:: PROVIDED MATERIAL ::
PR #1589, opened 2022-02-01
Fix dedicated IPFS gateway rejecting download requests.

namark:
There is a newer, higher level officially recommended python [requests library](https://docs.python-requests.org/en/latest/) that can take care of all this mess, but I'm not sure if it's ok to introduce it here as a dependency.

### DIFF
--- a/hifi_utils.py
+++ b/hifi_utils.py
@@ -103,16 +103,20 @@ def downloadFile(urls, hash=None, hasher=hashlib.sha512(), retries=3):
     for url in urls:
         for i in range(retries):
             tempFileName = None
-            # OSX Python doesn't support SSL, so we need to bypass it.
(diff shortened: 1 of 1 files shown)


digisomni (approved):

daleglass:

:: WHAT IS BEING ASKED ::
With the line containing "There is a newer, higher" as the start, transcribe each line through the end of the listing above, exactly and only.

:: ANSWER BELOW ::
There is a newer, higher level officially recommended python [requests library](https://docs.python-requests.org/en/latest/) that can take care of all this mess, but I'm not sure if it's ok to introduce it here as a dependency.

### DIFF
--- a/hifi_utils.py
+++ b/hifi_utils.py
@@ -103,16 +103,20 @@ def downloadFile(urls, hash=None, hasher=hashlib.sha512(), retries=3):
     for url in urls:
         for i in range(retries):
             tempFileName = None
-            # OSX Python doesn't support SSL, so we need to bypass it.
(diff shortened: 1 of 1 files shown)


digisomni (approved):

daleglass:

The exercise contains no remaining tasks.